Bugün genel müdürlükler, büyük telekom veya elektrik operatörlerinin strateji müdürlükleri ve düzenleyici otoriteler, piyasa açılışları veya aktörlerin birleşmesi durumunda stratejik davranışı simüle etmek için oyun teorisini kullanıyor . Oyunlar, bu nedenle, bu oligopolist sektörlerde stratejik seçimlerin resmi bir aracıdır.
Oyun teorisinin bir müzayede mekanizmasının tasarımı için bir araç olarak kullanıldığı ilk somut durum, 1993'te Amerika Birleşik Devletleri Kongresi'nin kişisel iletişim hizmetleri için elektromanyetik spektrumu kullanmak için lisansları müzayede etmeye karar vermesiyle ortaya çıktı. Bu nedenle, farklı coğrafi kapsama ve frekans aralıklarıyla binlerce lisans satışa sunuldu, ancak geleneksel şekilde değil.
Şimdiye kadar haklar kura ile tahsis edildi. Bu kez bu lisansların açık artırması, FCC'nin ( Federal İletişim Komisyonu ) bu lisansları en çok ilgilenen teklif sahiplerine tahsis etmek için bir mekanizma oluşturmasını gerektirdi. Stanford Üniversitesi'nden Paul Milgrom ve Robert Wilson'ın yanı sıra Texas A&M Üniversitesi'nden Preston McAfee ve San Diego'daki California Üniversitesi'nden John McMillan da dahil olmak üzere çeşitli teorisyenlerin tavsiyeleri üzerine FCC, yeni bir konsept seçti: Aşağıdan yukarıya satış ve tüm lisanslar için açık artırmaların bu lisanslardan biri için teklif halen aktif olduğu sürece açık kalacağı eşzamanlı açık artırma. McAfee ve McMillan, Journal of Economics Perspectives'te yayınlanan “Analyzing the Airwaves” başlıklı makalelerinde, “bu özel bağlamda etkili satışlar için en büyük tehdidin, lisanslar arasında tamamlayıcılıkların varlığı olduğunu buldular.

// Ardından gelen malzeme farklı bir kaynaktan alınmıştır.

PR #1189, opened 2023-11-07
[@tools-website] Home and faucet page UI fixes

KristinaSpasevska:


packages/apps/tools/src/components/Common/Layout/partials/Sidebar/MenuLinkButton.tsx
```diff
@@ -1,41 +1,33 @@
...
   href?: string;
   active?: boolean;
+  target?: string;
 }
 
 export const MenuLinkButton: FC<IMenuLinkButtonProps> = ({
   active,
   title,
   href,
+  target = '_self',
```
sanderlooijenga, line 19: `target` isn't used anywhere?

packages/apps/tools/src/utils/persist.ts
```diff
@@ -9,39 +9,10 @@ export const encode = (value: unknown) =>
...
 export const getItem = (key: string) => {
-  try {
-    const cookie = Cookies.get(getName(key));
-    return cookie !== undefined ? parse(cookie) : undefined;
-  } catch (e) {
-    return undefined;
-  }
-};
-
-export const deleteItem = (key: string) => {
```
sanderlooijenga, line 25: Out of curiosity; Why are these deleted?

packages/apps/tools/src/utils/persist.ts
```diff
@@ -9,39 +9,10 @@ export const encode = (value: unknown) =>
...
-    {} as { [key: string]: string },
-  );
-};
-
-export const purge = () => {
-  const cookies = getItems();
-  Object.keys(cookies).forEach((key) => {
-    deleteItem(key);
-  });
+  const cookie = Cookies.get(getName(key));
```
sanderlooijenga, line 16: Why no longer is `try … catch`?

packages/apps/tools/src/components/Global/AccountNameField/index.tsx
```diff
@@ -43,44 +31,13 @@ export const AccountNameField: FC<IAccountNameFieldProps> = ({
...
-  } = useWalletConnectClient();
-
-  useDidUpdateEffect(() => {
-    if (session && accounts?.length) setMode('select');
-    else setMode('input');
-  }, [session, accounts]);
+  const { selectedAccount, setSelectedAccount } = useWalletConnectClient();
 
   const lookup = {
-    select: (
```
sanderlooijenga, line 64: Should we really delete this? 🤔

packages/apps/tools/src/components/Common/Layout/partials/Sidebar/styles.css.ts
```diff
@@ -68,12 +51,16 @@ export const gridMiniMenuLinkButtonStyle = style([
     padding: '$5',
     textAlign: 'left',
     fontWeight: '$bold',
+    fontSize: '$sm',
   }),
   {
-    transition: 'all 0.1s ease',
     width: '100%',
-    borderBottom: `1px solid ${vars.colors.$borderDefault}`,
+    borderBottom: `1px solid #E3E1E5`,
```
sanderlooijenga, line 58: I guess these fixed colour values are missing from the design tokens?

packages/apps/tools/src/utils/persist.ts
KristinaSpasevska: They were not used anymore

packages/apps/tools/src/components/Global/AccountNameField/index.tsx
KristinaSpasevska: Didn't want to leave it commented out for later, but if you think that's better I can bring this back (for now we don't have the accounts from the wallet)

packages/apps/tools/src/utils/persist.ts
KristinaSpasevska: trying out something, but will revert this

packages/apps/tools/src/components/Common/Layout/partials/Sidebar/styles.css.ts
KristinaSpasevska: yes, I got them from Isa for the time being until they add all the new tokens in the ui library

packages/apps/tools/src/components/Global/AccountNameField/index.tsx
sanderlooijenga: I mean I guess we can always get them back by referencing this PR, so it's fine like this 👍

packages/apps/tools/src/utils/persist.ts
sanderlooijenga: Were they ever used? I think in this case these could stay in, as they could potentially be used later. What do you think?

KristinaSpasevska: Not a problem to retrieve them

sanderlooijenga: If you can run the formatter then that would be great, I'm approving in the meantime 😄

sanderlooijenga (approved):

PR #1195, opened 2023-11-08
Refactor/rename input wrapper

ferreroltd:
This PR is renaming the InputWrapper to FieldWrapper ans applying some spacing in the case that it contains multiple elements. This spacing is also needed due to the styles for focus and states that the inputs may have.

OLD:
image

NEW:
Screenshot 2023-11-08 at 13 28 12
  With focus style:
Screenshot 2023-11-08 at 13 28 06


packages/libs/react-ui/src/components/Form/FormFieldWrapper/FormFieldWrapper.css.ts
```diff
@@ -1,12 +1,12 @@
 import { sprinkles } from '@theme/sprinkles.css';
 import { vars } from '@theme/vars.css';
-import { styleVariants } from '@vanilla-extract/css';
+import { style, styleVariants } from '@vanilla-extract/css';
```
ferreroltd, line 3: removing this unused

packages/libs/react-ui/src/components/Form/FormFieldWrapper/FormFieldWrapper.tsx
```diff
@@ -0,0 +1,57 @@
...
+import type { IFormFieldHeaderProps } from './FormFieldHeader/FormFieldHeader';
+import { FormFieldHeader } from './FormFieldHeader/FormFieldHeader';
+import { FormFieldHelper } from './FormFieldHelper/FormFieldHelper';
+import { FormFieldWrapperContext } from './FormFieldWrapper.context';
+import { statusVariant } from './FormFieldWrapper.css';
+
+export interface IFormFieldWrapperProps
+  extends Omit<IFormFieldHeaderProps, 'label'> {
+  children:
+    | FunctionComponentElement<IInputProps>
```
ferreroltd, line 17: @eileenmguo here we use the IInputProps but it should be | ITextareaProps | ... right?

eileenmguo: This is ensuring it accepts a lone input or input array, but yes, we should add the additional form elements here

packages/libs/react-ui/src/components/Form/Select/Select.css.ts
```diff
@@ -29,11 +29,7 @@ export const containerClassDisabled = style([
     },
   }),
   {
-    opacity: 0.4,
     selectors: {
-      '.inputGroup &': {
-        opacity: 1,
-      },
```
eileenmguo, line 36: I see this change is specifically for the disabled state. Did you test this? I think this is because the .inputGroup also applies the opacity change so this is making sure that lower opacity is not stacked

Took a look and I think it looks fine 👍

ferreroltd: image
yeah i did check and it was fine

sanderlooijenga (approved):

eileenmguo (approved):
Looks good!

MRVDH (approved):

PR #1205, opened 2023-11-09
Remark typescript

realdreamer:
- Created a new docs-tools TS project
- Migrated existing remark plugins to TS support
- Removed mjs remark plugins from docs and using new docs-tools plugins

---
  - https://app.asana.com/0/0/1205845307247932
  - https://app.asana.com/0/0/1205845307247930
  - https://app.asana.com/0/0/1205956519668642


packages/tools/docs-tools/src/data/authors.json
```diff
@@ -0,0 +1,176 @@
+[
```
sstraatemans, line 1: hm I get why this file is in here.
but if we do that we want the assets in the tools as well.

But more optimal this needs to be in the docs repo.
This is data.
no idea how yet :)

sstraatemans: or we should copy it from docs to docs-tools on build time.
maybe that is best

realdreamer: then I think it's better to do dynamic import instead of copying it.

sstraatemans (approved):

PR #1214, opened 2023-11-13
chore(@kadena/react-ui): Update Divider styles to use sprinkles

eileenmguo:
Updated the Divider styles to use sprinkles


ferreroltd (approved):

packages/libs/react-ui/src/components/Divider/Divider.css.ts
```diff
@@ -1,9 +1,15 @@
...
-  borderWidth: '1px',
-  margin: `${vars.sizes.$10} 0`,
-  borderBottomWidth: '0',
-});
+export const dividerClass = style([
+  sprinkles({
+    backgroundColor: '$borderDefault',
+    width: '100%',
+    marginY: '$10',
+    border: 'none',
```
sstraatemans, line 10: now this border is not visible anymore

eileenmguo: it is using backgroundColor and height to show the divider now which was an arbitrary change while moving styles to sprinkles

sstraatemans (approved):

PR #1215, opened 2023-11-13
[@kadena/graph] , [@kadena/graph-client] Non-nullable edges & transfers and pagination related UI adjustments 

nil-amrutlal-dept:
- Pagination Component was implemented 
- Implemented items per page in Transfers 
- Removed unused logger on `graph`. Might be nice to implement a uniform solution within the `graph` project 
- The transfers on each chain show the counterpart in the correct order. That means transfers going to chain 0 -> chain 1, show as chain 0 -> chain 1 even if we are looking at chain 1 transfers (see image below). For these changes, some additional functions were developed and the overall logic was refined

image

---
  - https://app.asana.com/0/0/1205916745201980


packages/apps/graph-client/src/components/compact-transfers-table/compact-transfers-table.tsx
```diff
@@ -56,72 +81,76 @@ export const CompactTransfersTable = (
...
-                    href={`${routes.TRANSACTIONS}/${edge?.node.requestKey}`}
-                  >
-                    <span title={edge?.node.requestKey}>
-                      {truncate(edge?.node.requestKey)}
+                  <Link href={`${routes.TRANSACTIONS}/${transfer.requestKey}`}>
+                    <span title={transfer.requestKey}>
+                      {truncate(transfer.requestKey)}
                     </span>
                   </Link>
                   /
```
MRVDH, line 147: only add the / if there is a crossChainCounterPart

packages/apps/graph-client/src/components/extended-transfers-table/extended-transfers-table.tsx
```diff
@@ -0,0 +1,250 @@
...
+                    </Link>
+                  ) : (
+                    <span style={{ color: 'lightgray' }}>N/A</span>
+                  )}
+                </Table.Td>
+                <Table.Td>
+                  <Link href={`${routes.TRANSACTIONS}/${edge.node.requestKey}`}>
+                    {edge.node.requestKey}
+                  </Link>
+                  /
```
MRVDH, line 234: only add the / if there is a edge.node.crossChainTransfer

MRVDH (approved):

packages/apps/graph-client/src/components/compact-transfers-table/compact-transfers-table.tsx
nil-amrutlal-dept: Fixed

packages/apps/graph-client/src/components/extended-transfers-table/extended-transfers-table.tsx
nil-amrutlal-dept: Fixed

PR #1221, opened 2023-11-14
chore: install jsdom which fixes vitest skips tests

javadkh2:


alber70g (approved):

javadkh2:
its added via another PR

Teklif veren için, her bir lisansın değeri, büyük ölçüde birkaç kişiyi bir araya getirmek ve uyumlu bir bölge oluşturmak için diğer lisansların güvence altına alınmasına bağlıydı. Bu nedenle, açık artırma, bir teklif sahibinin bir bütünün parçası olan bir lisansa teklif vermemesi ve ardından gözünde çok daha az değere sahip tutarsız bir varlık elde ettiğini keşfetmemesi için lisansların mantıksal bir şekilde toplanmasına izin vermelidir. Bu nedenle lisansların birleştirilmesi, tekliflerin ve tekliflerin gözlemlenmesinin eşzamanlı olması gerçeğiyle kolaylaştırılmıştır. Tüm avantajlarına rağmen, bu tür bir açık artırma, rakip teklif verenler arasında önemli bir gizli anlaşma riski oluşturuyordu. Bu sorunu önlemek için, teklif verenin kimliğinin satış tamamlanıncaya kadar bilinmemesi gerekiyordu, ancak teklif sahibi yine de en sevdiği lisansın bir fiyata atfedilmesini sağlama niyetini belirtmenin bir yolunu bulabilirdi. Asgari (Les'deki makaleye bakın) Yankılar: "Oyun teorisi iş başında: radyo dalgalarının müzayedesi"). Bu nedenle, bazı katılımcılar, sırasıyla göz diktikleri bölgelerin coğrafi göstergelerini (alan kodları) iletmek için teklif tutarlarının son üç önemli basamağını kullandılar. Oyun tabanlı yaklaşım, müzayedenin her bir tasarımındaki tüm oyuncuların bireysel motivasyonlarını belirleyerek farklı senaryoların simüle edilmesini sağlar. Üç ana durum simüle edilebilir (Tribune'deki makaleye bakın: "Oyuna dayalı yaklaşım stratejik seçimlere ışık tutuyor"):
Oyun teorisi, hem konseylerin hem de organizatörlerin oyun kurallarının oyuncuların davranışları üzerindeki etkisini anlamalarını sağlamada ve teklif verenlere en iyi stratejiler konusunda tavsiyelerde bulunmada kullanılan mekanizmanın tasarımında önemli bir rol oynamıştır. Yukarıda bahsedilen makalede McAfee ve McMillan'ın sözleriyle sonuçlandıracağız: “Teorinin rolü, insanların çeşitli koşullardaki davranışlarını yansıtmak ve bu koşulların değiştirilmesinden kaynaklanan ödünleşmeleri belirlemektir. "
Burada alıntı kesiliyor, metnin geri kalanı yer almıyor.